Could you filter the material and copy every line where the word "Dockerfile" occurs?

» Entries provided
= = = =

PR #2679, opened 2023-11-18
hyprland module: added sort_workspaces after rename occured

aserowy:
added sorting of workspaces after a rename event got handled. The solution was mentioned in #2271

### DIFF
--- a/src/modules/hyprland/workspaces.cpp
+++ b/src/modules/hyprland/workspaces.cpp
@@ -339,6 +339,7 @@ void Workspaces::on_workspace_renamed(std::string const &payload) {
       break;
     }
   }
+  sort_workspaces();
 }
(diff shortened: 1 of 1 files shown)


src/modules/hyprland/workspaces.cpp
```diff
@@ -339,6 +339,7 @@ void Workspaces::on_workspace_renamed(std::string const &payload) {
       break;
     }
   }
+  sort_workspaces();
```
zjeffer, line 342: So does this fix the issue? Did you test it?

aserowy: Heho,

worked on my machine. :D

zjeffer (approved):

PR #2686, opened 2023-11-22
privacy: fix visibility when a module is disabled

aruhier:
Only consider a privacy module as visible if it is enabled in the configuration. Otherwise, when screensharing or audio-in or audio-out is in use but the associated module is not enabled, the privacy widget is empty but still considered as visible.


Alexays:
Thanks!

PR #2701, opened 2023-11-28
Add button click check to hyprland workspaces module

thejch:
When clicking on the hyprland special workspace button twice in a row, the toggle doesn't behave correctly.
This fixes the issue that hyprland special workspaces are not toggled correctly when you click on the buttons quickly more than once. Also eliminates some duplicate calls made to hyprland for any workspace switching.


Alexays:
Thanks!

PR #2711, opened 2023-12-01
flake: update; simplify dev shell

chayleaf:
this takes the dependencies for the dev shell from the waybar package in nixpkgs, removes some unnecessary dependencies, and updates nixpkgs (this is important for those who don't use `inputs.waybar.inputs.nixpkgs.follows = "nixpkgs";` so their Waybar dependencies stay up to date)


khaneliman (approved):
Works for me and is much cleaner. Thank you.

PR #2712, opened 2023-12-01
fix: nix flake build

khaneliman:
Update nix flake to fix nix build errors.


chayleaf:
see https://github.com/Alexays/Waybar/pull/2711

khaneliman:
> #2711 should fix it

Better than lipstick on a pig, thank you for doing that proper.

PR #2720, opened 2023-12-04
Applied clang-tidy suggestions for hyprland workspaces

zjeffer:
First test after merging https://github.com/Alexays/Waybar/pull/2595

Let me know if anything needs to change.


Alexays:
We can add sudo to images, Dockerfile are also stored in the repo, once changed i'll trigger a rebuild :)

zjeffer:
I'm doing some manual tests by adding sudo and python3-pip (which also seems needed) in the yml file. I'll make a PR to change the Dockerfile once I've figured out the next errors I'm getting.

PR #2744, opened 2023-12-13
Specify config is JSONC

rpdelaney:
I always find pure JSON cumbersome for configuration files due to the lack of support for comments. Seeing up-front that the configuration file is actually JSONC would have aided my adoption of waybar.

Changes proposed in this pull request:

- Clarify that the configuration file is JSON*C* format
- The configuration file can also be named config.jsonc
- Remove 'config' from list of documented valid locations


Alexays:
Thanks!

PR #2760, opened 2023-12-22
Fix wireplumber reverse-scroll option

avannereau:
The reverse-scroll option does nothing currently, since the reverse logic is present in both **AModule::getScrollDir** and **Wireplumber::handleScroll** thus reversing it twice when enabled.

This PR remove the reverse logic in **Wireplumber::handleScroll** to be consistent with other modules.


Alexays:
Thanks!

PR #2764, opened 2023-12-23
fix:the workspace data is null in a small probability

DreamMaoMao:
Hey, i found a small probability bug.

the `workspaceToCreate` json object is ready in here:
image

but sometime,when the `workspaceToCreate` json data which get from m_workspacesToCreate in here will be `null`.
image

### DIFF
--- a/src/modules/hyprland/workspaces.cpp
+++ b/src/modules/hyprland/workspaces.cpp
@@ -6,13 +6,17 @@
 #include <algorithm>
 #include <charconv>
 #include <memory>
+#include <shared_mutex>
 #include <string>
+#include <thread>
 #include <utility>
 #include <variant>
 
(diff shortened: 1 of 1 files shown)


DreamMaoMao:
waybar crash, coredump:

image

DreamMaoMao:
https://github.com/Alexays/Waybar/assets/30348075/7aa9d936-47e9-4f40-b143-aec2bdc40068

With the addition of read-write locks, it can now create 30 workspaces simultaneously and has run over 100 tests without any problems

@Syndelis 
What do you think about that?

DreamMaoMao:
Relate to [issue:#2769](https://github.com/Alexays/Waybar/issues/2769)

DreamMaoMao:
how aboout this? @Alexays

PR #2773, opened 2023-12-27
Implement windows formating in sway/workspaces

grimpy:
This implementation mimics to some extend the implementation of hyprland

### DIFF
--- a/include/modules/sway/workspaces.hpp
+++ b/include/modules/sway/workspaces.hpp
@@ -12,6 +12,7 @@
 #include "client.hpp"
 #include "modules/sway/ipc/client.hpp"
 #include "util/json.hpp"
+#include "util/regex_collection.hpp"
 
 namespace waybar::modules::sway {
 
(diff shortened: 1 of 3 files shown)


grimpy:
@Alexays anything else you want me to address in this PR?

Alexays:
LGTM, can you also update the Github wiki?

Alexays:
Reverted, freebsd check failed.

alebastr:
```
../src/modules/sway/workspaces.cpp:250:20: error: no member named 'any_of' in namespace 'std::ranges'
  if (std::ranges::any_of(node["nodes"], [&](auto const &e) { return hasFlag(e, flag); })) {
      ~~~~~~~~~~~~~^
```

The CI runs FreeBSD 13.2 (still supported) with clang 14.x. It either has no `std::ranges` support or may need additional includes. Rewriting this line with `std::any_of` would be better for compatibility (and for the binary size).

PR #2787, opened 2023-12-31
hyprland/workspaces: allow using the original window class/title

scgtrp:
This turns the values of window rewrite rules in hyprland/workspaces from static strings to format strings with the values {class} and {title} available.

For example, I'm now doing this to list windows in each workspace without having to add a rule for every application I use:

= = = =

» Output of the exercise
We can add sudo to images, Dockerfile are also stored in the repo, once changed i'll trigger a rebuild :)
I'm doing some manual tests by adding sudo and python3-pip (which also seems needed) in the yml file. I'll make a PR to change the Dockerfile once I've figured out the next errors I'm getting.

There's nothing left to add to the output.